My first instrument.
When I was four, while Mum was in the kitchen, I remember prancing around the lounge, with the somewhat battered custard pot in my left hand, and very old and well used wooden spoon in the right. The National Programme blasting away with some kind of Music Education Programme for youngsters... and there was me dancing around, beating in time .. That must have been sooooo loud. Poor Mum, no wonder she suffered from migraines.
When did I get my first Violin?
When I was five, Mum asked me what I'd like for Christmas. I asked her for a violin. My three brothers and sister had all had a season or more on the piano, (oh those red knuckles) I just wanted to play the instrument that featured on the Blue Danube 33LP that Mum played so regularly. The Photo of the orchestra featured on that cover and I could see a whole lot of people were playing violins. I LOVED THE SOUND OF THE STRINGS.

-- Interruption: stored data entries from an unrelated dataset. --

PR #1274, opened 2018-12-13
Explictly declare element ordering in switch

tehsis:
I have reworked over #1273. Instead of using an array to order elements I explicitly order the elements surrounding them by fragments assigning them to the elements variable.


francocorreasosa:
Let's merge it into #1273 and continue there :) Thanks

PR #1282, opened 2018-12-17
Layout: Row, Gallery, Columns and Page

andresgalante:
This PR is related to #1191 and introduces a bunch of important:

## Margin Resets 

It abstract the layout margin reset so it removes margins from the children of the layouts. 

This is a temporary solution until we remove margins on v1 and @siddharthkp made a comment that the name of the prop sucks. He is right, I need help finding a new name.

## Gutters

It cleans up all layouts from CSS custom properties.

## Gallery options

It introduces gallery options to create different gallery sizes. I need help with the naming of this prop too :)

## Are we friends with the margin helper API?

Yes! We've tested the layouts on our Manage implementation using the margin prop and although we had to fight specificity  we conquer it by adding a class to the children of the layout (thanks @siddharthkp for the idea).

This Pr also adds an `!important` flag to the margin helper class.

## What reminds to be done:

- @landitus decide on the number of gutters and sizes.
- Add a `...prop` to all components
- Follow the same implementation for stack and app layouts


andresgalante:
On the last commit, we've improved the name of the reset prop and made it a boolean.

examples/manage/pages/application-detail/index.js
```diff
@@ -19,39 +19,38 @@ class ApplicationDetail extends React.Component {
...
+          <ApplicationPageHeader
+            title="API Explorer Application"
+            type={{
+              name: 'Non Interactive',
+              applicationId: this.props.match.params.applicationId
+            }}
+            logo={
+              <Avatar type="resource" size="xlarge" image={ApplicationTypeImages.non_interactive} />
+            }
+            breadcrumb={{
```
siddharthkp: Does this actually render breadcrumbs :thinking:

andresgalante: I don't know, it's really strange, but it was there before unrelated to layouts

siddharthkp: It shows up as a chromatic diff because the above `<Breadcrumb/>` was removed

andresgalante: @siddharthkp I bright back the breadcrumb, can you test it out, please?

PR #1286, opened 2018-12-17
Removes line height declaration on tables

### LINKED ISSUE #1231: Fix Table row line-height
**Describe the bug**
The current table implementation has a line height of 2, which is different than the default line-height

**Expected behavior**
The Table should use the default line-height.

andresgalante:
This PR fixes #1231 by removing the line-height declaration from `th` and `td`s

It also cleans the CSS by avoiding the use of shorthands on `background`.


francocorreasosa:
@landitus can you check & merge?

PR #1308, opened 2018-12-19
Testing: Custom prop - Atoms

siddharthkp:
Testing if the component supports custom prop

To test this, I also need to grab the element by automation id, so that is getting tested as well 😄 

Skipped: Select.*


internal/docs/pages/automation-glossary.js
```diff
@@ -30,6 +30,10 @@ class AutomationGlossary extends React.Component {
                   '$(\'div[data-cosmos-key="alert"] a[data-cosmos-key="alert.dismiss"\')'
                 ]
               },
+              {
+                component: 'Avatar',
+                selectors: ['$(\'div[data-cosmos-key="avatar"]\')']
+              },
```
francocorreasosa: We should consider generating this automatically from component's code. It's going to be hard to maintain by hand

PR #1311, opened 2018-12-19
Testing: Test event handlers

francocorreasosa:
Add test event handlers to each component.


siddharthkp:
I'm glad you added the dialog test, that helps me communicate that we should not be using enzyme to test our components:

An implementation with enzyme would usually allow on the implementation details of the component. The following test (copied from the changes) will break the moment you change the structure or behavior of the dialog component.

```jsx
it('calls actions handler', () => {
    const onClick = jest.fn()
    const actions = [<Button onClick={onClick}>Something</Button>]

    const action = dialogFactory({ actions })
      .childAt(0) // FocusLock
      .childAt(0) // Dialog Element
      .childAt(3) // Footer
      .childAt(0) // Footer Actions
      .childAt(0) // First Action

    action.simulate('click')

    expect(onClick).toHaveBeenCalled()
  })
})
```

A good test should not have to be changed with change in the implementation, in fact, that's what gives confidence to change the code (only exception: unless there is a breaking change)

This is how the same test would look with react-testing-library:

```jsx
it('calls actions handler', () => {
    const body = render(<Fixture />)

    const footer = body.getByTestId('dialog.footer')
    const firstAction = footer.getAllByTestId('button')[0]

    firstAction.simulate('click')

    expect(Fixture.onClick).toHaveBeenCalled()
  })
})
```

Here's another working example from `Select`: https://github.com/auth0/cosmos/pull/1384/files#diff-969d4bc478e604be4eba4694a1a0e9c9

francocorreasosa:
@siddharthkp just brought your change to this branch so we can make the unification of this kind of test here :)

PR #1312, opened 2018-12-20
Testing: Custom prop - Molecules

siddharthkp:
Built on top of https://github.com/auth0/cosmos/pull/1308

Adding `{...props}` did change some of the snapshots, we need to review them to see if there are any bugs hidden in there


internal/test/unit/__snapshots__/tabs.test.js.snap
```diff
@@ -77,6 +80,9 @@ exports[`Tabs only render one tab title as selected 1`] = `
 exports[`Tabs only render one tab title as selected 2`] = `
 <styled.div
   data-cosmos-key="tabs"
+  id="-m0ck3d"
```
francocorreasosa: This is definitely not expected 🧐

siddharthkp: Seems about right. `id` wasn't passed along earlier, now it is: https://github.com/auth0/cosmos/pull/1312/files#diff-724c07e413e33f19689e775b3ae0da5bR90

PR #1434, opened 2019-01-15
Add replacement to deprecation warning

siddharthkp:
Fixes https://github.com/auth0/cosmos/issues/1388

There was just one place where we didn't have a replacement: `ResourceList.Item`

Mum didn't get me one that year, (I still have the doll she bought me) but I asked again when I was six, and she decided that maybe I was serious about this whole violin thing after all. My first lessons were at The Campbell's Bay Music Centre on Saturday mornings. Campbells Bay School, and then came private tuition, with Mrs June Allen in Clematis Avenue, Murray's Bay. North Shore, Auckland.

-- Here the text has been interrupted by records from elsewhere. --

PR #1439, opened 2019-01-16
Automatically add id inside form fields

siddharthkp:
Adds for + id pair for all form fields. (Fixes https://github.com/auth0/cosmos/issues/1438)

I also realised that clicking the label in the old API worked only for TextInput, TextArea and Select (not Switch, Radio, Checkbox, etc.)

You can test them here:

The first memories of wanting to play in a Band.
I had only just turned eight when my mum remarried. At their Wedding Reception, The Lodge, a live band played. I remember just gazing at them for ages, soaking it all in, and thinking to myself, "That's what I want to do when I grow up." (I wish I could meet up with even one of those band members, to tell them how much they inspired me. That would be so cool.)
Watching the New Zealand Celebrities at work.

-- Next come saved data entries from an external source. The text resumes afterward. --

Issue #971, opened 2018-10-05
Server rendering support for Cosmos


francocorreasosa:
_(vía @davidpatrick)_

**Describe the bug**
`document` is not defined on the server so the code breaks here:
https://github.com/auth0/cosmos/blob/2a55d0f8ad00fdff2deb3ac27f0a547ecbd49487/core/components/_helpers/globals.js#L10

francocorreasosa:
Re-labeling this as bug since this should work by default and we broke it.

PR #1456, opened 2019-01-23
Fix SSR (#971)

nicogarcia:
#### Description
SSR is currently broken because we're making use of `document` to include the style resets that cosmos requires.

To solve that problem my approach was to add a flag to avoid the automatic inclusion of styles in the Document and to export the minimum and recommended resets so they can be applied differently according to the platform.

Example:
```js
// with COSMOS_MANUAL_RESETS=true

import { resets } from '@auth0/cosmos'

insertDifferentlyAtHead(resets);

// or for Next.js

export default () => (
  <div>
    <style jsx global>{resets}</style>
  </div>
)
```

Let me know if you think the approach makes sense! 🙂 
(I know some naming, export/import decisions are debatable, please comment if you disagree with them)

#### Related Issue
#971 

#### Motivation and Context
To have SSR

⚠️ Not tested yet

### DIFF
--- a/core/components/_helpers/globals.js
+++ b/core/components/_helpers/globals.js
@@ -1,30 +1,7 @@
 import { fonts, misc } from '@auth0/cosmos-tokens'
+import { insertAtHeadStart } from './dom'
 
-let includeGlobals = true
-
-if (process && process.env && process.env.COSMOS_DISABLE_RESETS) {
-  includeGlobals = false
-}
-
-const insertAtTheStart = styles => {
-  let tag = document.getElementById('cosmos-globals')
-
-  if (tag) {
-    tag.innerHTML = styles
-  } else {
-    tag = document.createElement('style')
-    tag.type = 'text/css'
-    tag.id = 'cosmos-globals'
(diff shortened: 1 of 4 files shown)


core/components/_helpers/globals.js
```diff
@@ -1,30 +1,7 @@
 import { fonts, misc } from '@auth0/cosmos-tokens'
+import { insertAtHeadStart } from './dom'
```
siddharthkp: Nice abstraction 👍

siddharthkp:
Hi 👋 

Just a ⚠️ warning here, adding a check will stop the app from breaking but this isn't the full SSR support

We need some more work (can be done in an independent pull request) to render styles from cosmos in the server. Otherwise, you would get a flash of unstyled content until the client JS bundle arrives.

Ref: https://www.styled-components.com/docs/advanced#server-side-rendering

francocorreasosa:
@nicogarcia I'm going to merge this into an internal branch so our CI can run normally.

francocorreasosa:
Let's continue in #1457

Between the ages of ten to thirteen, I remember seeing New Zealand Show Hosts, Don Lindon & Max Cryer coming out into the local community mardi gras and beach parties. They held singing competitions with kids during the school holidays. I so wished I could be one of those kids up on stage, but I seriously lacked confidence in myself 'big time' - so I just watched from a distance. Now half my time is spent on one stage or another and through my teaching I'm surrounded by children who have the same dreams.
My sister, Karen got me hooked on Guitar.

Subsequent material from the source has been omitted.